Fedor was winning in PRIDE back when the consensus was that PRIDE had all the best heavyweights. UFC may be a big name within the USA, but how much influence does that have on a Russian? IMO, Scott Coker and Strikeforce are well on their way to becoming the future of MMA promotions (at least I hope so since he is a FAR better represeantive of our sport than Dana). He is a hardcore fighter and trainer himself (AKA, one of the pioneer MMA camps started as a side program in his school) and cares more about the athletes and is willing to share the wealth. 

The UFC makes a lot of money for it's owners, but they treat the fighters like cattle. Many claim that Frank Shamrock fought for Strikeforce because he couldn't hang in the UFC. Whether Frank has it or not anymore (his loss to Diaz does raise doubts) is not the point. The point is that he made several times more money fighting for Strikeforce than the UFC would ever pay. With Showtime airing the fights and serious talks with CBS for live events in the works, Fedor made a good move for his financial future and for the future of the sport IMO.

I may be biased, I have been a friend, classmate and teammate of Scott Coker's for many, many years (we are both 6th dans under KJN Ernie Reyes), but I really don't think so. I just know the man well. I remember when he started promoting full contact matches (including as being a fighter). I've seen how he's progressed, first with putting the ISKA on ESPN, then Muay Thai from Thailand, then with K-1. Now that he has moved into MMA, he brings a professionalism (and class) that Dana White and the UFC will NEVER have. 

I will give Dana his dues though. He has made some good business decisions and helped usher in the sport to the mainstream and provide some great, exciting matches along the way. Currently, the UFC is THE brand name for MMA in the USA, but to the general mainstream public this has been only since it's airing on SPIKE. Moving to Showtime and CBS has given Strikeforce outlets to match and surpass the UFC over time. My prediction is that Dana's own behavior and treatment of the athletes will push more and more of the talent in Scott's direction. Scott's behavior and treatment of the athletes will build more loyalty and open doors with oppurtunities in the mainstream that Dana can't and won't provide.


----------



## Andrew Green (Aug 4, 2009)

AceHBK said:


> Well if that statement isn't a bold faced lie.
> To me he will never be in the top 3 of pounf for pound best fighters b/c the guy doesn't challenege himself against.  UFC does have the best heavyweight division hands down.



Fedor has more then proven himself...  Why doesn't Lesnar go to him?  Because it would be a bad business move for the UFC, and as a result a bad move for him even if he could pull it off with his existing contract.

Fedor has a strong interest in M-1, and Russian MMA.  Signing with the UFC, despite the fact that the fans all want it, would likely be a bad move for him.

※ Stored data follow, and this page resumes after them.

PR #2498, opened 2023-11-16
Consistent border style with Mason window

michaelvanstraten:
Quick one—I really love the project, great stuff.

Just noticed an inconsistency that's been bothering me for a while, so I went ahead and fixed it. The border styles are all well and consistent, except when you pop open a Mason window—kind of breaks the flow.

So, my PR's all about making those Mason window borders round like the rest of the gang. Just a small tweak for a smoother look. Take a peek when you get a chance!

### DIFF
--- a/lua/plugins/configs/mason.lua
+++ b/lua/plugins/configs/mason.lua
@@ -4,6 +4,8 @@ local options = {
   PATH = "skip",
 
   ui = {
+    border = "rounded",
+
     icons = {
       package_pending = " ",
       package_installed = "󰄳 ",


michaelvanstraten:
Or should we put this behind a config option like [`telescope.style`](https://github.com/NvChad/NvChad/blob/9d37797e6f9856ef25cfa266cff43f764e828827/lua/core/default_config.lua#L30)?

siduck:
this doesnt require nvchad's base46 stuff , so not needed in chadrc. Also you can just override it with lazy opts

```lua
{ 
 "Mason blabla",
 opts = { here! }
 }
 ```
 
 and put that in custom plugins

PR #2500, opened 2023-11-17
fix default nvtree icon break

phamngocquy:
- the `default` icon in nvimtree.lua is break.
I have try with nerd front but it still break. So, the idea is replace it be using `empty` folder icon
image


phamngocquy:
before:
image



after:
image

siduck:
update your nerdfonts

PR #8896, opened 2026-07-27
HexNumberField M3: add threaded fixed-field approximation

kim-em:
Closes #8894

Implements conservative dyadic complex-ball arithmetic, rational Horner evaluation with an input-derived guard budget, and the threaded `QAdjoin.approx` API. The checked refinement fallback preserves soundness; the companion will discharge its unreachability and requested-radius obligations.

Verification:
- `lake build HexNumberField`
- compiled ball/evaluation guards
- DAG, copyright, line-count, phase, bench-import, conformance-matrix, forbidden-form, and whitespace checks

PR #8902, opened 2026-07-27
feat(number-field): exactify lazy roots

kim-em:
## Summary
- convert canonical algebraic numbers to their fixed-field and lazy-root views
- factor and re-certify enclosing polynomials to exactify a selected lazy root
- select the matching irreducible factor geometrically and canonicalize its representative
- cover irreducible and irrelevant-factor exactification in compiled regressions

## Validation
- `lake build HexNumberField`

This is the next stacked HexNumberField milestone after #8896.


kim-em:

PR #8907, opened 2026-07-27
feat(number-field): add lazy arithmetic

kim-em:
## Summary

- construct addition and multiplication eliminants over nested `ZPoly`
- normalize square-free cores and select operation roots with certified balls
- implement lazy add/sub/mul/neg/inv/div and total wrappers
- expose canonical `AlgebraicNumber` arithmetic via lazy operations plus exactification

## Verification

- `lake build HexNumberField.Lazy HexNumberField`
- compiled eliminant value checks
- compiled `sqrt 2` operation checks for normalized polynomials and selected embeddings

Stacked on #8906.

PR #8908, opened 2026-07-27
feat(number-field): bound candidate disambiguation

kim-em:
## Summary

- normalize candidate-evaluation eliminants for reciprocal-Cauchy bounds
- compute fixed-field coordinate and Horner error majorants
- implement the finite least-precision search from the number-field SPEC
- retain candidates only when a sufficiently small certified ball cannot exclude zero

## Verification

- `lake build HexNumberField.Disambiguate HexNumberField`
- compiled normalization, endpoint, least-precision, and zero-eliminant checks

Stacked on #8907.


kim-em:

PR #8911, opened 2026-07-27
interval: start D2 replay experiments

kim-em:
Follow-up to #8895.

## What this adds

- activates the Mathlib-free `HexInterval` library and colocates its SPEC;
- implements exact raw empty/open/closed/unbounded cuts, consistency proofs,
  and idempotent normalization;
- adds `normalizeWithin`, which preflights every finite endpoint's dyadic
  height and any alignment shift and returns a distinct resource-limit result
  before comparison;
- compares proof-bundled and externally checked hot representations without
  selecting the public representation;
- demonstrates two Mathlib-free rational replay paths: exposed Core
  `Rat.normalize` wrappers and sound numerator/denominator cross-product
  certificates for add/sub/mul/inverse, including fold-level composition;
- adds CI-covered downstream `decide +kernel` and forced
  `Lean.Kernel.whnf` canaries, conformance cases, a compiled spike, and a
  reproducible source-hashed measurement report.

The report deliberately narrows the result: this measures compiled newtype
erasure and a validation scan, not serialized proof-bearing literals versus a
reflected trace. The rational arms isolate different costs (normalizing values
versus checking planner-supplied literals), so end-to-end production on the
same DAG remains open for the next centered-product vertical.

No path uses `native_decide`.

## Evidence

- bundled vs checked compiled construction is within about 2%; the checked
  handoff scan costs about 12–13% in this workload;
- both generated 433-value kernel paths are feasible (729.3 ms bundled versus
  804.7 ms checked median forced WHNF), but this projected-value probe does not
  measure proof-bearing literal layout;
- for 433 rational additions, exposed normalization takes 92.7 ms forced WHNF
  versus 157.0 ms for the per-edge cross-product verifier; the cross-product
  theorem module is smaller and has no axioms, so the representation decision
  remains open.

## Verification

- `lake build`
- `lake build HexIntervalExperiment HexIntervalReplayProbe HexConformance hex_interval_representation_spike`
- `python3 scripts/bench/interval_representation_sweep.py --samples 5 --sizes 433 4096`
- `python3 scripts/conformance_targets.py --check`
- `git diff --check`


kim-em:
Independent Claude Opus review completed before merge. I applied the review's
substantive boundary and measurement corrections:

- made the valid-handoff scan and malformed-trace rejection explicit;
- reframed the rational arms as different cost isolates and added a fold-level
  theorem composing accepted cross-product edges to Core `Rat` arithmetic;
- removed experiment modules from the public umbrella and gave them an
  explicit build-only target;
- renamed the unsafe canonicalizer to `normalizeUnchecked` and documented the
  safe future entry point;
- retained signed margins, added import-matched WHNF baselines, capability-
  tested the RSS timer, and rejected a zero-repeat driver invocation;
- regenerated the source-hashed record and reconciled the report.

One suggestion was deliberately not adopted: treating absolute dyadic exponent
magnitude as accidental over-rejection. The accepted SPEC intentionally makes
endpoint height a dynamic-range budget; `maxAlignmentShift` remains the
separate allocation guard. The review's requested all-finite high-precision
workload and identical end-to-end rational DAG remain explicit follow-up
experiments rather than conclusions smuggled into this PR.

PR #8914, opened 2026-07-27
feat(number-field): add common-field algebraic roots

kim-em:
## Summary

- construct a bounded deterministic primitive presentation for algebraic coefficient arrays
- recover and validate fixed-field coordinates through the trace pairing
- add `AlgebraicPoly.roots?` / `roots` and compiled cross-field root checks

## Verification

- `lake build`
- `lake build HexNumberField.Roots`

Stacked on #8912.

PR #8916, opened 2026-07-27
feat(number-field-tower): activate rational carrier scaffold

kim-em:
## Summary

- activate `HexNumberFieldTower` in Lake, the library graph, and the existing single CI job
- move the immutable tower SPEC into its per-library source layout
- add the sealed tower representation, rational tower, fixed-width mixed-radix carrier, and exact equality

## Verification

- `lake build HexNumberFieldTower`

Stacked on #8914.


kim-em:

PR #8918, opened 2026-07-27
feat(number-field-tower): add mixed-radix arithmetic

kim-em:
## Summary

- implement recursive mixed-radix convolution and monic reduction
- implement recursive polynomial-xgcd inversion with `0⁻¹ = 0`
- add the tower arithmetic instances and compiled one-/two-level checks

## Verification

- `lake build HexNumberFieldTower`
- `lake build`

Stacked on #8916.

PR #8919, opened 2026-07-27
Number field tower: checked rational extensions

kim-em:
## Summary
- add the dependent NumberTower.Extension result
- add the sealed ofQAdjoin smart constructor with positive-leading sign normalization
- exercise positive- and negative-leading presentations of Q(sqrt 2)

## Verification
- lake build HexNumberFieldTower.Embed
- lake build

Stacked on #8918.


kim-em:

PR #8920, opened 2026-07-27
Number field tower: one-level Trager norms

kim-em:
## Summary
- add runtime-indexed lower-tower coefficients for recursive polynomial algorithms
- compute one-level Brown resultants for Trager shifts
- add squarefreeness checks, the exact collision bound, and deterministic signed search
- cover one- and two-level norm calculations with compiled regressions

## Verification
- lake build HexNumberFieldTower.Norm
- lake build

Stacked on #8919.


kim-em:

PR #8921, opened 2026-07-27
Number field tower: Yun decomposition

kim-em:
## Summary
- add Yun squarefree decomposition on runtime and public tower polynomials
- self-check positive multiplicities, monic squarefree components, and reconstruction
- add the rational Berlekamp-Zassenhaus recursion base with exact reconstruction
- cover repeated factors over Q and Q(sqrt 2)

## Verification
- lake build HexNumberFieldTower.Factor
- lake build

Stacked on #8920.


kim-em:

PR #8922, opened 2026-07-27
Number field tower: Trager factorization

kim-em:
## Summary
- implement bounded recursive Trager factorization over tower tails
- recover shifted factors by gcd, undo shifts, and verify reconstruction
- add canonical sorting and recursive executable irreducibility replay
- expose checked Factorization and factor? dependent APIs
- cover collisions, irreducible components, multiplicities, zero, and constants

## Verification
- lake build HexNumberFieldTower.Factor
- lake build

Stacked on #8921.

PR #8925, opened 2026-07-27
feat(tower): select factors by fixed embedding

kim-em:
## Summary

- evaluate mixed-radix tower elements at their stored absolute generators
- bound and refine tower-polynomial evaluation through the finite disambiguation endpoint
- lift integer polynomials and retain the unique factor vanishing at a requested algebraic root
- cover the conjugate-impostor case over Q(sqrt(2))

## Verification

- lake build HexNumberFieldTower.Split
- lake build HexNumberFieldTower

Stacked on #8922.


kim-em:

PR #8929, opened 2026-07-27
interval: validate centered instantiation replay

kim-em:
## Summary

- add a Mathlib-free nine-node centered-product instantiation and interval-trace checker with caller-bound sources, target, base snapshot, and resource limits
- prove generic real semantic soundness downstream and construct the concrete fixed-program valuation, yielding the unconditional bound `0 ≤ x * (1 - x) ∧ x * (1 - x) ≤ 1 / 4`
- add discriminating adversarial conformance cases, ordinary-kernel replay/WHNF canaries, compiled rejection probes, and matched reflected/direct semantic proof probes
- specify a Mathlib-free rational path using compiled Core `Rat` planning plus transparent canonical raw-table replay; Mathlib `norm_num` is an optional surface-leaf convenience only
- record a clean post-merge five-sample measurement without freezing production storage, scheduling, endpoint, or proof-construction choices

## Evidence

- fixed certificate: 9 nodes, 10 facts, exact indexed-lookup budget 74
- compiled accepted check: median 4.836 us
- forced ordinary-kernel WHNF: median 45.1 ms
- reflected/direct downstream proofs both feasible; their small timing difference does not select a design
- reflected/direct public `.olean`: 10,952 bytes each; private artifacts: 26,672 / 14,168 bytes
- checked/reflected/direct axiom reports contain only expected Lean axioms; no `sorryAx` or execution-trust axiom
- no `native_decide`, `axiom`, `sorry`, or `nlinarith` in the vertical

## Validation

- `lake build` against merged current main: 9,468 jobs
- focused Core, Mathlib, conformance, and compiled-spike builds
- Python compilation of both measurement and bench-policy scripts
- schema-v3 JSON provenance validates the clean merge commit and all 16 source hashes

## Deliberately open

The transparent list and one-generation checker are proof-facing canaries, not production storage or generation selections. Growing traces, proposal deduplication/relevance, multiple generations, open/unbounded arithmetic replay, exact-rational backend tradeoffs, and end-to-end certificate production remain follow-up experiments.


kim-em:
Fresh Claude Opus second opinion completed against the full branch. It found no P0/P1 issue and no soundness hole in the checker or semantic replay.

Dispositions:

- Fixed axiom reporting so missing `#print axioms` output is `null`, while modules expected to report now fail closed if output is absent.
- Added `.olean.private` and `.olean.server` measurements and rewrote the storage conclusions around the actual private proof artifacts.
- Removed the unsupported attribution that trust-boundary hardening itself was cheap; the report now states only the measured end-to-end cost.
- Added a self-referential appended node that only whole-program topology validation rejects, plus unused malformed-source cases that isolate whole-source-table preflight.
- Constructed and proved the concrete fixed-program valuation, so the fixture now yields an unconditional theorem about `x * (1 - x)` rather than stopping at an assumed `Program.Holds`.
- Corrected `maxLookupSteps` claims: indexed list lookups are charged; sequential validation scans are bounded separately by structural caps.
- Made the one-step-short compiled workload exactly 73, clarified the one-generation canary, removed duplicate Core certificate canaries, and documented/linted the narrow build-only Mathlib proof-probe exception.

One scope-only suggestion was not followed: the reviewer considered the rational-planning discussion optional for this vertical. The user explicitly asked for the Mathlib-free rational story, so the SPEC keeps it, now sharpened to compiled canonical Core `Rat` planning plus transparent canonical raw-table replay, with `norm_num` confined to an optional Mathlib surface adapter.

The review also noted normalization/deduplication opportunities that are deliberately left as measured follow-up design questions rather than silently frozen here.

PR #8931, opened 2026-07-27
feat(tower): validate adjoining extensions

kim-em:
## Summary

- seal recursive tower validity behind structural, irreducibility, and fixed-embedding checks
- split cycle-free raw arithmetic, factorization, and evaluation internals from the dependent public wrapper
- implement root adjoining with identity and nonlinear checked-extension cases
- add positive two-level and adversarial wrong-root regressions

## Validation

- lake build HexNumberFieldTower.Split
- lake build

## Stack

Base: #8925

PR #8932, opened 2026-07-27
feat(tower): construct splitting fields

kim-em:
## Summary

- iterate relative norms to obtain absolute eliminants
- isolate and select absolute roots of nonlinear tower factors
- adjoin roots through the validated extension boundary and refactor with bounded fuel
- represent zero-polynomial, constant, and finite-root splitting results
- cover quadratic, repeated-factor, and multi-step quartic splitting cases with compiled regressions

## Validation

- lake build HexNumberFieldTower.Split
- lake build

Stacked on #8931.


kim-em:

PR #8933, opened 2026-07-27
feat(tower): flatten primitive presentations

kim-em:
## Summary

- combine fixed tower generators with a bounded deterministic signed-shift search
- require the accepted canonical primitive element to have the full accumulated dimension
- recover old generators in the primitive power basis through exact trace-pairing row reduction
- construct both coordinate maps and validate their composites on both rational bases
- cover rational, one-level, and two-level tower flattening with compiled regressions

## Validation

- lake build HexNumberFieldTower.Flatten
- lake build

Stacked on #8932.


kim-em:

PR #8937, opened 2026-07-27
interval: measure structural checker scaling

kim-em:
## Summary

- add four transparent, Mathlib-free centered-checker scaling families with exact closed-form and independently recomputed five-component lookup costs
- measure compiled construction, exact acceptance, one-step-short rejection, malformed-tail rejection, structural-cap rejection, whole-module `decide +kernel`, and forced kernel WHNF across 21 ladder points
- record a clean five-sample, 105-case evidence artifact and carry its storage/resource conclusions into the interval SPEC
- specify and begin the immediate endpoint-erased, compiled Core-`Rat`, canonical raw-table replay vertical without relying on `norm_num` or `native_decide`

## Key evidence

At 500 facts, adjacent and far-reference certificates have identical dimensions but require 1,544 versus 121,839 charged list-constructor lookups and take median 49.3 µs versus 163.1 µs in compiled replay. This keeps the original-order list as a transparent reference checker and requires separate node/fact/lookup budgets plus production array/arena/chunked experiments.

The review-hardened harness computes list-derived limits outside timed loops and asserts both exact and harmless-spare parity variants. It also exposes a remaining accounting gap: centered equality-recipe program lookups are bounded by `maxEdges * maxNodes` but not yet charged to `maxLookupSteps`; the report and SPEC require an independent edge-growth experiment and either explicit charging or validated random access before production.

The largest committed workload in every family replays through ordinary `decide +kernel`. Baseline and checked theorem axiom reports are both exactly `[propext, Quot.sound]`; command-only WHNF probes report `null` rather than asserting an axiom set. No implementation, test, benchmark, or fallback uses `native_decide`.

The report is `reports/hex-interval-scale.md`; raw samples, exact counters, artifact hashes, axiom reports, and source provenance are in `reports/bench-results/hex-interval-scale.json`.

## Validation

- `lake build` — 9,470 jobs after merging current `origin/main`
- `lake build HexIntervalExperiment hex_interval_scale_spike +HexInterval.ScaleConformance:olean`
- `python3 -m py_compile scripts/bench/interval_scale_sweep.py`
- `git diff --check`
- clean scientific run: `python3 scripts/bench/interval_scale_sweep.py --samples 5 --target-ms 250 --max-calibration-rounds 12`

A fresh independent Opus review found no P0/P1 correctness or evidence errors. Its two P2 concerns and all actionable P3 observations have been dispositioned in the revised source/report/SPEC; details are in the PR comment.


kim-em:
Independent Opus review dispositions:

- **P2 — timed limit construction:** fixed. Every list-derived `StructureLimit` is precomputed outside the timed loop; only constant-time parity record updates remain. Both parity outcomes are asserted before timing, and the complete evidence bundle was regenerated from the fixed source.
- **P2 — equality-edge program lookups not charged:** made explicit in source docs, the report, and the SPEC. The reference checker currently bounds them by `maxEdges * maxNodes`; production must charge them or use validated random access, and an independent edge-padding workload is now required.
- **P3 — exact/spare wording and parity assertion:** corrected and tested.
- **P3 — closed-term sharing in builders:** report now says construction timing is not a retained-size proxy.
- **P3 — kernel far/adjacent attribution:** conclusion softened; a normalized-certificate arm is required before attributing the inversion to lookup reduction.
- **P3 — provenance and dead calibration branch:** conformance source is now hashed and the unreachable branch was removed.

Replacement record checks: 105/105 calibrations within tolerance, 525 compiled samples, 21 forced-kernel points, stable source hashes/executable, and theorem axiom sets exactly `[propext, Quot.sound]`.

kim-em:
Follow-up accounting audit reproduced every JSON/report value and prior review disposition. It identified one documentation-only precision issue in the earlier comment: `centerV1` performs nine program lookups for the selected center and nine per equality edge. Commit `8d1ee51e` therefore records the literal reference-checker bound as `9 * (maxEdges + 1) * maxNodes`, not `maxEdges * maxNodes`. Measurements and charged counters are unchanged because this work is explicitly outside `maxLookupSteps`; production still must charge it or use validated random access.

It sucks because everyone wants to see these fights, but it is a business, and the two businesses are likely never going to come to a agreement that both will work with.


----------



## AceHBK (Aug 4, 2009)

You guys bring up some great points.

It does suck for the fans b/c they don't get to see the fight that they are yearning for.

Strikeforce is moving up good but the problem with them is that they are facing a big brand name when it comes to the UFC.  UFC gets by a lot on name brand alone and the fight with MMA comes with trying to get the attention and money from the casual MMA fan.  Dana's attitude/personality (which is very much in your face) is what draws people in.  That is marketing and the guy does a damn good job of it.  He gets the attention from mainstream media.  Brock Lesnar's post fight antics while deplorable, got UFC more attention and got more people talking about it.  It's fighters become household names.

Strikeforce even with CBS and Showtime will have to work hard to fight that.  Not saying they can't compete but they don't have a personality to compete against the UFC.  The top promotion will be the one who is able to get the casual fan not the hardcore MMA fan.

I don't know how Dana treats his fighters except for the rumors that I always hear.  I will say this, he does not hold a gun to anyone's head.  These are grown men who have the choice to sign or not to sign.  If it was so bad over there, they would be somewhere else.  I don't have any sympathy on that issue.  It is like a woman getting beaten by a boyfriend/husband and saying she has no choice but to stay, sorry but I disagree with that.  Everyone has a choice, you may not like the road of the other choice but it is there.


----------



## Andrew Green (Aug 4, 2009)

The UFC can be beat, but I doubt it will be a American promotion that catches up.  Pride did a good job, and it had a fairly different audience.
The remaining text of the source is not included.